Biotech Breakthroughs: Some advances of 2021 missed the headlines they deserve

While COVID-19 has dominated the airwaves for nearly 2 years, progress in other areas of health and biotech has continued. Because some of these innovations may not have gotten the attention they deserved, Matt Fuchs of leaps.org assembled a collection of noteworthy breakthroughs.

Attacking Alzheimer's

The FDA’s accelerated approval of aducanumab, the first drug that treats the underlying biology of Alzheimer’s, not just the symptoms, was a major story in 2021. Since Alzheimer’s is a complex disease, it is likely to need multiple treatment strategies. Many of these types of therapies advanced last year.

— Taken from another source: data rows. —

PR #560, opened 2026-02-16
Validate customer id in paths

### LINKED ISSUE #527: API accepts incorrect CustomerId in body paths
It is possible to provide the "wrong" CustomerId value in paths. Noticed when specifying `parent` and `canvasId`. The specified customerId can be any numeric value, it looks like it's basically ignored. Verify whether there are any other properties that could be affected.

Affects both Manifest and Collection endpoints, PUT and POST. Hierarchical paths are untested.

E.g. if I POST the following Manifest to `https://presentation.example.com/999/manifests` (Customer 999)

```json
{
    "type": "Manifest",
    "parent": "https://presentation.example.com/7/collections/root",
    "slug": "single1_1",
    "paintedResources": [
        {
            "canvasPainting": {
                "canvasId": "`https://presentation.example.com/7/canvases/single1_1"
            },
        }
    ]
}
```

then the output will change the customer to be correct in the body, like so:

```json
{
    "type": "Manifest",
    "parent": "https://presentation.example.com/999/collections/root",
    "slug": "single1_1",
    "paintedResources": [
        {
            "canvasPainting": {
                "canvasId": "`https://presentation.example.com/999/canvases/single1_1"
            },
        }
    ]
}
```

CustomerId should be validated

> [!NOTE]
> Low priority

JackLewis-digirati:
Resolves #527 

Adds checks on differing customer id to the following values:

- canvas id
- parent
- public id

Now if there's a difference between the calling customer id vs an FQDN, an error will be returned to the user in painted resources and parent/public id

By contrast, if there's an incorrect customer id in `items`, a random canvas id is generated as this could be a customer dropping somebody else's manifest into the system

### DIFF
--- a/src/IIIFPresentation/API.Tests/Integration/ModifyManifestExternalItemsTests.cs
+++ b/src/IIIFPresentation/API.Tests/Integration/ModifyManifestExternalItemsTests.cs
@@ -1776,7 +1776,7 @@ public class ModifyManifestExternalItemsTests : IClassFixture<PresentationAppFac
     ""slug"": ""{slug}"",
     ""items"": [
         {{
-            ""id"": ""https://localhost:7230/2/canvases/{slug}"",
+            ""id"": ""https://localhost:7230/{Customer + 1}/canvases/{slug}"",
             ""type"": ""Canvas""
         }}
     ]
@@ -1796,6 +1796,6 @@ public class ModifyManifestExternalItemsTests : IClassFixture<PresentationAppFac
         var canvasPainting = responseManifest.PaintedResources.First().CanvasPainting;
         canvasPainting.CanvasId.Split('/').Last().Should().NotBe(slug, "recognised host with unrecognised path");
         canvasPainting.CanvasOriginalId.Should()
-            .Be($"https://localhost:7230/2/canvases/{slug}");
+            .Be($"https://localhost:7230/{Customer + 1}/canvases/{slug}");
     }
 }
--- a/src/IIIFPresentation/API.Tests/Integration/ModifyManifestExternalItemsTests.cs
+++ b/src/IIIFPresentation/API.Tests/Integration/ModifyManifestExternalItemsTests.cs
@@ -1761,4 +1761,41 @@ public class ModifyManifestExternalItemsTests : IClassFixture<PresentationAppFac
         canvasPainting.CanvasOriginalId.Should()
             .Be($"https://localhost:7230/{Customer}/canvases/additionalSlug/{slug}");
     }
+    
+    [Fact]
+    public async Task PutFlatId_ReturnsCanvasPaintingWithRandomId_WhenCanvasIdForAnotherCustomer()
+    {
+        // Arrange
+        var (slug, id) = TestIdentifiers.SlugResource();
+        var manifest = $@"
+{{
+    ""@context"": ""http://iiif.io/api/presentation/3/context.json"",
+    ""id"": ""https://iiif.example/manifest.json"",
+    ""type"": ""Manifest"",
+    ""parent"": ""http://localhost/{Customer}/collections/{RootCollection.Id}"",
+    ""slug"": ""{slug}"",
+    ""items"": [
+        {{
+            ""id"": ""https://localhost:7230/2/canvases/{slug}"",
+            ""type"": ""Canvas""
+        }}
+    ]
+}}";
+        
+        var requestMessage =
+            HttpRequestMessageBuilder.GetPrivateRequest(HttpMethod.Put, $"{Customer}/manifests/{id}", manifest);
+        
+        // Act
+        var response = await httpClient.AsCustomer().SendAsync(requestMessage);
+
+        // Assert
+        response.StatusCode.Should().Be(HttpStatusCode.Created);
+        
+        var responseManifest = await response.ReadAsPresentationResponseAsync<PresentationManifest>();
+
+        var canvasPainting = responseManifest.PaintedResources.First().CanvasPainting;
+        canvasPainting.CanvasId.Split('/').Last().Should().NotBe(slug, "recognised host with unrecognised path");
+        canvasPainting.CanvasOriginalId.Should()
+            .Be($"https://localhost:7230/2/canvases/{slug}");
+    }
 }
--- a/src/IIIFPresentation/API/Features/Common/Helpers/UpsertErrorHelper.cs
+++ b/src/IIIFPresentation/API/Features/Common/Helpers/UpsertErrorHelper.cs
@@ -116,9 +116,9 @@ public static class UpsertErrorHelper
         => ModifyEntityResult<TCollection, ModifyCollectionType>.Failure(exception.Message,
             ModifyCollectionType.AssetError, WriteResult.BadRequest);
     
-    public static ModifyEntityResult<TCollection, ModifyCollectionType> CustomerIdDoesNotMatchCaller<TCollection>(string field, int customerIdFromField, int callerCustomerId)
+    public static ModifyEntityResult<TCollection, ModifyCollectionType> CustomerIdDoesNotMatchCaller<TCollection>(string field)
         where TCollection : JsonLdBase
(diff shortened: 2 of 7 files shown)


src/IIIFPresentation/API.Tests/Integration/ModifyManifestExternalItemsTests.cs
```diff
@@ -1761,4 +1761,41 @@ public async Task PutFlatId_ReturnsCanvasPaintingWithRandomId_WhenCanvasIdNotRec
...
+        var manifest = $@"
+{{
+    ""@context"": ""http://iiif.io/api/presentation/3/context.json"",
+    ""id"": ""https://iiif.example/manifest.json"",
+    ""type"": ""Manifest"",
+    ""parent"": ""http://localhost/{Customer}/collections/{RootCollection.Id}"",
+    ""slug"": ""{slug}"",
+    ""items"": [
+        {{
+            ""id"": ""https://localhost:7230/2/canvases/{slug}"",
```
donaldgray: Small, is it worth using `{Customer + 1}` or something to make it obvious that `Customer` isn't 2?

src/IIIFPresentation/API/Features/Common/Helpers/UpsertErrorHelper.cs
```diff
@@ -116,6 +116,11 @@ public static ModifyEntityResult<TCollection, ModifyCollectionType> AssetError<T
         => ModifyEntityResult<TCollection, ModifyCollectionType>.Failure(exception.Message,
             ModifyCollectionType.AssetError, WriteResult.BadRequest);
     
+    public static ModifyEntityResult<TCollection, ModifyCollectionType> CustomerIdDoesNotMatchCaller<TCollection>(string field, int customerIdFromField, int callerCustomerId)
```
donaldgray: Is there any disclosure risk to saying this, rather than just treating it like any old id we couldn't parse? I can see logging int internally but not sure about returning to consumer?

There may also be instances (e.g. Caspian users) where they're not aware of their customerId but that's less of an issue.

src/IIIFPresentation/API/Helpers/ParentSlugParser.cs
```diff
@@ -116,28 +114,36 @@ private static bool IsRoot<T>(T presentation, string? id)
...
                 presentation.PublicId, presentation.Parent);
             return (UpsertErrorHelper.ParentMustMatchPublicId<T>(), null);
         }
 
-        return (null, parent);
+        return (null, parent.Parent);
     }
 
-    private async Task<Collection?> GetParentFromPublicId(IPresentation presentation, int customerId, CancellationToken cancellationToken)
+    private async Task<(ModifyEntityResult<T, ModifyCollectionType>? Errors, Collection? Parent)>
```
donaldgray: `(ModifyEntityResult<T, ModifyCollectionType>? Errors, Collection? Parent)`

Worth considering a custom class for this, or an alias, rather than a tuple, for readability? 

I wasn't sure as it's a private method but it's used for both this method and the one below.

src/IIIFPresentation/API/Helpers/ParentSlugParser.cs
```diff
@@ -148,31 +154,45 @@ private static bool IsRoot<T>(T presentation, string? id)
...
+        if (Uri.TryCreate(presentation.Parent, UriKind.Absolute, out var parentUri) is not true) return (null, null);
         var parentPath = pathRewriteParser.ParsePathWithRewrites(parentUri.Host, parentUri.AbsolutePath, customerId);
 
-        if (parentPath.Resource == null) return null;
+        if (parentPath.Resource == null) return (null, null);
+        
+        if (parentPath.Customer != customerId)
+        {
+            return (UpsertErrorHelper.CustomerIdDoesNotMatchCaller<T>("parent", parentPath.Customer!.Value, customerId), null);
+        }
```
donaldgray: Not dove much into it but from this PR alone `RetrieveParentFromPresentation` and `GetParentFromPublicId` have, at a surface level, some commonality - consider refactoring?

src/IIIFPresentation/Services/Manifests/ManifestPaintedResourceParser.cs
```diff
@@ -115,7 +116,14 @@ private InterimCanvasPainting CreatePartialCanvasPainting(int customerId, Painte
         }
         
         var parsedCanvasId = pathRewriteParser.ParsePathWithRewrites(canvasId.Host, canvasId.AbsolutePath, customerId);
+        
         CanvasHelper.CheckParsedCanvasIdForErrors(parsedCanvasId, canvasId.AbsolutePath, logger);
+        
+        if (customerId != parsedCanvasId.Customer)
```
donaldgray, line 122: As mentioned above - do we want to surface this?

src/IIIFPresentation/API/Features/Common/Helpers/UpsertErrorHelper.cs
JackLewis-digirati: I was initially thinking about conversations around trying to be as clear as possible around what happened.  However, you're right this could leak the customer id for a customer that is using rewritten paths that remove the customer id (technically, it would do this for paths that aren't rewritten, but in that scenario the customer id is clear in the URL).  Additionally, with Caspian, the customer id could be confusing if you're interacting with rewritten paths - though you would be interacting using `paintedResources` which requires a fairly deep understanding of the API

I think the best course of action is to keep the error message, but remove the customer id's from the detail

src/IIIFPresentation/API/Helpers/ParentSlugParser.cs
```diff
@@ -94,94 +92,109 @@ private static bool IsRoot<T>(T presentation, string? id)
...
-        var publicIdParentUri = PathParser.GetParentUriFromPublicId(presentation.PublicId);
+        Uri? parentUri;
+        if (fromPublicId)
+        {
+            if (presentation.PublicId == null) return new ParsedParent<T>();
+            parentUri = PathParser.GetParentUriFromPublicId(presentation.PublicId);
+        }
+        else
+        {
+            if (Uri.TryCreate(presentation.Parent, UriKind.Absolute, out parentUri) is not true) return new ParsedParent<T>();
```
donaldgray: Why use pattern matching here, rather than `!`? Is pattern matching against bools used elsewhere in sln?

src/IIIFPresentation/API/Helpers/ParentSlugParser.cs
```diff
@@ -94,94 +92,109 @@ private static bool IsRoot<T>(T presentation, string? id)
...
-            cancellationToken);
-        var parent = parentHierarchy?.Collection;
+        public ModifyEntityResult<T, ModifyCollectionType>? Errors { get; private init; }
         
-        if (parent != null) parent.Hierarchy.GetCanonical().FullPath = parentPath.Resource;
+        public static ParsedParent<T> Fail(ModifyEntityResult<T, ModifyCollectionType> errors) =>
+            new() { Errors = errors};
         
-        return parent;
+        public static ParsedParent<T> Success(Collection? parent) => new() { Parent = parent };
```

After the FDA action in June to approve aducanumab, there was excitement about drugs that target beta-amyloid, a protein that accumulates in the brain and leads to brain cell death. Among them are  donanemab from Eli Lilly, lecanemab from Eisai and gantenerumab from Roche, all of which attained Breakthrough Designation by the FDA in 2021.

AlphaFold Action

In 2021, Google made AlphaFold, an artificial intelligence system that opens the door to understanding the three-dimensional structures and functions of proteins, the building blocks that make up almost half of our bodies' dry weight, available for free. Since then, researchers have used it to drive greater understanding of how proteins interact. 

Once scientists understand the 3-D structures of proteins that cause various diseases, it will be much easier to design new drugs that can bind to these proteins and change their activity. Before AlphaFold, scientists had identified the 3-D structure of just 17 percent of about 20,000 proteins in the body. AlphaFold enables scientists to know the protein structures of 98.5 percent of the proteome.

Reimagined Virtual Care

Virtual First Care promises a new paradigm to fundamentally reimagine good healthcare. It differs from the ‘bolt on’ approach of video visits as an add-on to traditional visit-based, episodic care. V1C takes a much more holistic approach; it allows individuals to start care at any time in any place, recognizing that healthcare needs extend beyond regular hours. It matches the care setting with each individual’s clinical needs and personal preferences, advancing a thorough, evidence-based, safe practice. 

V1C puts the promise of digital health into practice. It is said to be the blueprint for what good healthcare looks like in the digital era.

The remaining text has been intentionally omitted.